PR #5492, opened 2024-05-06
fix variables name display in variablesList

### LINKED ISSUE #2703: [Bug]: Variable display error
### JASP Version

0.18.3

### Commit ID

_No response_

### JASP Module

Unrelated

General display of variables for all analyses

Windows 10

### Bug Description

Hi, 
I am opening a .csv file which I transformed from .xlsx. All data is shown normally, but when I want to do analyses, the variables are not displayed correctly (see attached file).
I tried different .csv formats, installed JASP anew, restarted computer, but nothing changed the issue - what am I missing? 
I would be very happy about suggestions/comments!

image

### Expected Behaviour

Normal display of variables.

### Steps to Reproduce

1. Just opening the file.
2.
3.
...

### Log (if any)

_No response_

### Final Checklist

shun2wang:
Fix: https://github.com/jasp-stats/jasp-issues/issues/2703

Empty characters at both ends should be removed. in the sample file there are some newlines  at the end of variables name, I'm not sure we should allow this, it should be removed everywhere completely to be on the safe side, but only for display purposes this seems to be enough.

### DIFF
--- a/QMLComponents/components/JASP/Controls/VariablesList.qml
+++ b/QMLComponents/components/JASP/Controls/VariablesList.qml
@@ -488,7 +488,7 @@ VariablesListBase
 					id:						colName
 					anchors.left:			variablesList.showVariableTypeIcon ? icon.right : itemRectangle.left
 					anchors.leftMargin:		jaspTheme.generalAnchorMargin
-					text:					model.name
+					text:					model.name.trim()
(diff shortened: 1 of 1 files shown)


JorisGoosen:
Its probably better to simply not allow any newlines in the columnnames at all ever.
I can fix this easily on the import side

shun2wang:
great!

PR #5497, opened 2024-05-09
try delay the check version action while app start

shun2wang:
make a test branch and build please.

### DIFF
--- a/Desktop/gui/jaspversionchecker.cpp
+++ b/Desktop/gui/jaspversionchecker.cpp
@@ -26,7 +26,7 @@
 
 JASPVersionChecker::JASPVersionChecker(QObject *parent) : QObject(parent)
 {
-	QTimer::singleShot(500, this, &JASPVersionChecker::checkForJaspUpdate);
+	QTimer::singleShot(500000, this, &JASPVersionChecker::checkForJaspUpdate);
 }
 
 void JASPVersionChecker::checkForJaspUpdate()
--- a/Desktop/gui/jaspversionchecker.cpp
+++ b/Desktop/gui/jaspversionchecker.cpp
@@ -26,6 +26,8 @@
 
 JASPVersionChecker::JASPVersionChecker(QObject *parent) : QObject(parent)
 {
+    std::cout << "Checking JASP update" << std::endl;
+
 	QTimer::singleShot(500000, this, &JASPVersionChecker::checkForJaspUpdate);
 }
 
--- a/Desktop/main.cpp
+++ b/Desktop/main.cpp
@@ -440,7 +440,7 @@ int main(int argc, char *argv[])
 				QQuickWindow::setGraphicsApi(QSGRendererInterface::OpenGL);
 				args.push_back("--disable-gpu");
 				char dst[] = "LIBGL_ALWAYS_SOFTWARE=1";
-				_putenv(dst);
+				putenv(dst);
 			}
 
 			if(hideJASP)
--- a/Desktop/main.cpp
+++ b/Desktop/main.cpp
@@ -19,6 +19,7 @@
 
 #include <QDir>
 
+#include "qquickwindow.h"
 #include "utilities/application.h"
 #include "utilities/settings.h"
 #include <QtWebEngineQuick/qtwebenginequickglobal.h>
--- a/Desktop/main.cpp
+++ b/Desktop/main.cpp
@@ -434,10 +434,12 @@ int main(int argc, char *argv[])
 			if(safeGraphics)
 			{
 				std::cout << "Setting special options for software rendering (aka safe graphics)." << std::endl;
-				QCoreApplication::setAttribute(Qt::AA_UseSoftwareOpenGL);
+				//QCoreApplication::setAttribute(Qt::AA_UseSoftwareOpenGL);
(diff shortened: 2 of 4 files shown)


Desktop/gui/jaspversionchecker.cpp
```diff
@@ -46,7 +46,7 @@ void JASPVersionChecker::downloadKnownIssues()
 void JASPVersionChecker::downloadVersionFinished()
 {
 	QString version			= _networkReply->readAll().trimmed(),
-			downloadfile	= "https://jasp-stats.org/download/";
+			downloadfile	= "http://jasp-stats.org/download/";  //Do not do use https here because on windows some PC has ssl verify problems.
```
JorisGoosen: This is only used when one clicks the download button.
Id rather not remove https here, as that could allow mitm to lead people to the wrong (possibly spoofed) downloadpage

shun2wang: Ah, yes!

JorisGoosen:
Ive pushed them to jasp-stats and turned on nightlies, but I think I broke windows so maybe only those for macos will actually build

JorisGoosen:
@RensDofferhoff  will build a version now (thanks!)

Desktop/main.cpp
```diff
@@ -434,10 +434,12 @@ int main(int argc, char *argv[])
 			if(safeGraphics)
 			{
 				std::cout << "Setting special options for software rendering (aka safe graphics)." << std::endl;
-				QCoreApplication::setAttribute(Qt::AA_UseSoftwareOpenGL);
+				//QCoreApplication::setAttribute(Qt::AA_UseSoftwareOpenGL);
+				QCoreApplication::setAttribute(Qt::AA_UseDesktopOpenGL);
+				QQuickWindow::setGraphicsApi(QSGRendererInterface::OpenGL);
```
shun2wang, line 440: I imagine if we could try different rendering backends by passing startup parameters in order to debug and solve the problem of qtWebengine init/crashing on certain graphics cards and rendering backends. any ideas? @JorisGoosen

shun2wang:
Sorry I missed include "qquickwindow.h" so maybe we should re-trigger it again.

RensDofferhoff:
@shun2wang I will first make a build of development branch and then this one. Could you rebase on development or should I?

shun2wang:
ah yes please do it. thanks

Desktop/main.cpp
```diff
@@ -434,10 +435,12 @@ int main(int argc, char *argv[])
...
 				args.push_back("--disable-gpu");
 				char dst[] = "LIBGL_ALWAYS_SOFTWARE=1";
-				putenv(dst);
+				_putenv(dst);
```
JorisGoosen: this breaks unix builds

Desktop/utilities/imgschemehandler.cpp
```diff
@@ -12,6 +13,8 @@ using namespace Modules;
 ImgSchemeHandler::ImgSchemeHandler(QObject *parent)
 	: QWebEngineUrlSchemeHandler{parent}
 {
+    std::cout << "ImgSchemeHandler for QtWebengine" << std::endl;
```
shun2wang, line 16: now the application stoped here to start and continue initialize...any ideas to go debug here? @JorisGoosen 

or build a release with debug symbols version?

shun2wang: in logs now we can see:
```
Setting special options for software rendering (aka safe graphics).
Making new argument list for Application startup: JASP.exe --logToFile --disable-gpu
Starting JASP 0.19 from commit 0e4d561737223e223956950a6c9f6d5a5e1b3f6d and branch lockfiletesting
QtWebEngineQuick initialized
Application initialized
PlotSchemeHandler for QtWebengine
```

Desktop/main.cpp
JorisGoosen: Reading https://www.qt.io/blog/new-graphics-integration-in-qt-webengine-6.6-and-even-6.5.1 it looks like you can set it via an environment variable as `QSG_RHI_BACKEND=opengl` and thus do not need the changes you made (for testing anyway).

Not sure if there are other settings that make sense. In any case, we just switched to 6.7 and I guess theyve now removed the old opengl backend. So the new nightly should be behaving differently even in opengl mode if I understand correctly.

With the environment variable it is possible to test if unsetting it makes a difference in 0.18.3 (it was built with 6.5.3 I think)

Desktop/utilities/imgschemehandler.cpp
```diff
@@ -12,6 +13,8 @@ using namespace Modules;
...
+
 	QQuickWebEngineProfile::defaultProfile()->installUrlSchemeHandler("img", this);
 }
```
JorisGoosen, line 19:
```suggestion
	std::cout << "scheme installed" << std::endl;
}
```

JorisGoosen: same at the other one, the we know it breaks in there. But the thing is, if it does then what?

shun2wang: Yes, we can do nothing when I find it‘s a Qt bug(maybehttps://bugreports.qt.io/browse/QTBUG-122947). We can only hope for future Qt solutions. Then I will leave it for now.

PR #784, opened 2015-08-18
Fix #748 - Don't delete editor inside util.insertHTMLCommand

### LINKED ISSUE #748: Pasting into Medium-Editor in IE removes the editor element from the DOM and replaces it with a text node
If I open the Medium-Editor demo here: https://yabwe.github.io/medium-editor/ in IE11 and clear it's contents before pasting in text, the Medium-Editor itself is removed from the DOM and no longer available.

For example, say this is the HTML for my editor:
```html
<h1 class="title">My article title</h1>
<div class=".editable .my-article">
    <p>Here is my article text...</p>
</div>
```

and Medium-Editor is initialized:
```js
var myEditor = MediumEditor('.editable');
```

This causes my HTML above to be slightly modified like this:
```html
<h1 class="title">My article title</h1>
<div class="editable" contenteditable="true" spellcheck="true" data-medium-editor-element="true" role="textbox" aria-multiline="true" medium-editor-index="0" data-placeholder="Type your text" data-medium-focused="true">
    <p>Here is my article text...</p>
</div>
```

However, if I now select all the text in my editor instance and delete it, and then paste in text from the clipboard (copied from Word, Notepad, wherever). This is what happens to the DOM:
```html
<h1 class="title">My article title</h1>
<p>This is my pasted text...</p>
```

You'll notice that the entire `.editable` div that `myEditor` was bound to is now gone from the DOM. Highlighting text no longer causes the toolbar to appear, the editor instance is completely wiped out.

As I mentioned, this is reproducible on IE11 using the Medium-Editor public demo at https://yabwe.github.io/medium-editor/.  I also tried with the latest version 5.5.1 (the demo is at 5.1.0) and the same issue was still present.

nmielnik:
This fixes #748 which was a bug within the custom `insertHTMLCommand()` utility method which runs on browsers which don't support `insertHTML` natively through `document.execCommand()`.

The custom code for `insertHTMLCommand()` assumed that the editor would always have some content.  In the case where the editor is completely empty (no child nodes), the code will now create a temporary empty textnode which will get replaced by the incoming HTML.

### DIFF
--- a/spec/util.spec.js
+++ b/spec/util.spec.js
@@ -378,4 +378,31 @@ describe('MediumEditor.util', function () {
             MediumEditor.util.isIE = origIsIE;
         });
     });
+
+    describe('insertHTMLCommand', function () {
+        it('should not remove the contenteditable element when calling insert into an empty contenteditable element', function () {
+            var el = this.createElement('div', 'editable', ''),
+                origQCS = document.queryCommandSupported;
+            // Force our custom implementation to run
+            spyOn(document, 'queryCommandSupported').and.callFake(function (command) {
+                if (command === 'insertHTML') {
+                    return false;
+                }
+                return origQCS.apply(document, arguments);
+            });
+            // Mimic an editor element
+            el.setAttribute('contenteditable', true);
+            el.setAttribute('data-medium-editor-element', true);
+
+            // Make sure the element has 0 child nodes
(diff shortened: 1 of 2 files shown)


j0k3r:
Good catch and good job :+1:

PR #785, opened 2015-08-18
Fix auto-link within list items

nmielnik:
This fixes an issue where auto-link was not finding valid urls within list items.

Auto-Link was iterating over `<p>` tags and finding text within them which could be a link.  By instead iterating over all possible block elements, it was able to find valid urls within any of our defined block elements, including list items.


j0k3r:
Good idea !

• [WHAT TO WORK ON]:
Only the lines above from the line with "or should I?" to the line with "(for testing anyway).", those two lines included, should be reproduced exactly.

• [ANSWER TO THE EXERCISE]:
@shun2wang I will first make a build of development branch and then this one. Could you rebase on development or should I?

shun2wang:
ah yes please do it. thanks

Desktop/main.cpp
```diff
@@ -434,10 +435,12 @@ int main(int argc, char *argv[])
...
 				args.push_back("--disable-gpu");
 				char dst[] = "LIBGL_ALWAYS_SOFTWARE=1";
-				putenv(dst);
+				_putenv(dst);
```
JorisGoosen: this breaks unix builds

Desktop/utilities/imgschemehandler.cpp
```diff
@@ -12,6 +13,8 @@ using namespace Modules;
 ImgSchemeHandler::ImgSchemeHandler(QObject *parent)
 	: QWebEngineUrlSchemeHandler{parent}
 {
+    std::cout << "ImgSchemeHandler for QtWebengine" << std::endl;
```
shun2wang, line 16: now the application stoped here to start and continue initialize...any ideas to go debug here? @JorisGoosen 

or build a release with debug symbols version?

shun2wang: in logs now we can see:
```
Setting special options for software rendering (aka safe graphics).
Making new argument list for Application startup: JASP.exe --logToFile --disable-gpu
Starting JASP 0.19 from commit 0e4d561737223e223956950a6c9f6d5a5e1b3f6d and branch lockfiletesting
QtWebEngineQuick initialized
Application initialized
PlotSchemeHandler for QtWebengine
```

Desktop/main.cpp
JorisGoosen: Reading https://www.qt.io/blog/new-graphics-integration-in-qt-webengine-6.6-and-even-6.5.1 it looks like you can set it via an environment variable as `QSG_RHI_BACKEND=opengl` and thus do not need the changes you made (for testing anyway).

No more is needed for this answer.